To further strengthen the ties between language technology and humanities and social sciences, we have five different focus areas in the program. These focus areas concern research questions outside of the computational field that will be targeted within this program. The first two, historical linguistics and lexicography, relate to meaning change on a language level. The remaining three are research questions on a societal level, because societal change can be studied with extended methods for language change. In all of these, researchers from the respective area and computational researchers meet and research together over the course of the program.
Language level change. Our first focus area is historical linguistics where we will re-evaluate existing, mainly manually devised hypotheses of change on larger-scale data, modern data, and across many more languages. We will test existing classifications of change to see if they hold for modern text or if they need to be revised.
Our second focus area is lexicography. We will use computational modeling of semantic change to turn lexicography away from a methodology that is highly dependent on the lexicographer’s own interests, chance encounters, and certain difficult parts of the vocabulary that get revisited over and over again, to a methodology that continuously monitors modern language to find changes in a much larger part of the vocabulary. We will collaborate with the lexicographic unit at the University of Gothenburg who are responsible for the production of The Contemporary Dictionary of the Swedish Academy to ensure that our work is useful in the everyday work of lexicographers.
Societal level change: When it comes to analytical sociology, we will study radicalization processes to be able to interfere at an early stage. We will also study what drives attitudes towards different migrant groups and take a step towards devising better integration strategies.
Our research question from gender studies relates to how language and equality interact. We want to answer the question if policy makers and authorities use language to achieve equality in society. We will complement current manual and interview-based studies with larger-scale studies over larger populations, and longer time spans.

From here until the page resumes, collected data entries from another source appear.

PR #644, opened 2018-12-28
record demanded resource count

honnix:

## Description

After resource reference validation, record the demand of using.

## Motivation and Context

To be able to understand when out of resource, roughly how bad the situation is in terms
of queuing WFI.

Unit test

## Checklist for PR author(s)

- [x] All tests pass

### DIFF
--- a/styx-scheduler-service/src/main/java/com/spotify/styx/Scheduler.java
+++ b/styx-scheduler-service/src/main/java/com/spotify/styx/Scheduler.java
@@ -282,6 +282,8 @@ public class Scheduler {
       return;
     }
 
+    instanceResourceRefs.forEach(stats::recordResourceDemanded);
+
     // Check resource limits. This is racy and can give false positives but the transactional
     // checking happens later. This is just intended to avoid spinning on exhausted resources.
     final List<String> depletedResources = instanceResourceRefs.stream()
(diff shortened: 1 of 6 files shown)


styx-scheduler-service/src/main/java/com/spotify/styx/Scheduler.java
```diff
@@ -282,6 +282,8 @@ private void dequeueInstance0(final StyxConfig config, Map<String, Resource> res
       return;
     }
 
+    instanceResourceRefs.forEach(stats::recordResourceDemanded);
```
danielnorberg: This should perhaps use a histogram and emit aggregated counts instead. I believe a meter won't produce any intelligible numbers here. For example, if the scheduling interval changes, then the resource demand meter value would change, which doesn't make sense.

honnix: On the other hand, does it make sense to interpret it as requested resources `now`?

danielnorberg: I guess what we want is numbers the gauge the "backlog" of instances that cannot run because they're blocking on an exhausted resource. Emitting an aggregate demand count would provide this.

https://github.com/spotify/styx/pull/650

Finally, when it comes to literary studies, we will study which aspects of our lives that were affected by the introduction of modern technologies, like electricity or the steam engine. We can go beyond the obvious to the more abstract parts of our lives, and study how technological and societal change was problematized in literature as well as how they changed our aesthetic expression.
Our societal contribution. We want to make text interpretable for everyone, that means to resolve ambiguity that is present in the text on the basis of change, regardless if the text is historical or modern.
If you are a scholar and you want to research something of interest to you, for example how people’s attitudes towards vaccines have changed from their invention to now, you should not have to be an expert in the language it is written in. Nor should you have to spend all your time trying to understand the language in the texts you are reading. You should be able to find the content you are interested in, and interpret it. We will develop methodology for highlighting words in a text that are likely subject to a different interpretation in the text that what is the most likely current interpretation. And for computer-based analysis, we will automatically resolve the ambiguity to allow computational analysis of the text. For example, if you want to study how much happiness people have expressed in the past, you should be able to automatically find the different words used for expressing happiness for different periods of time.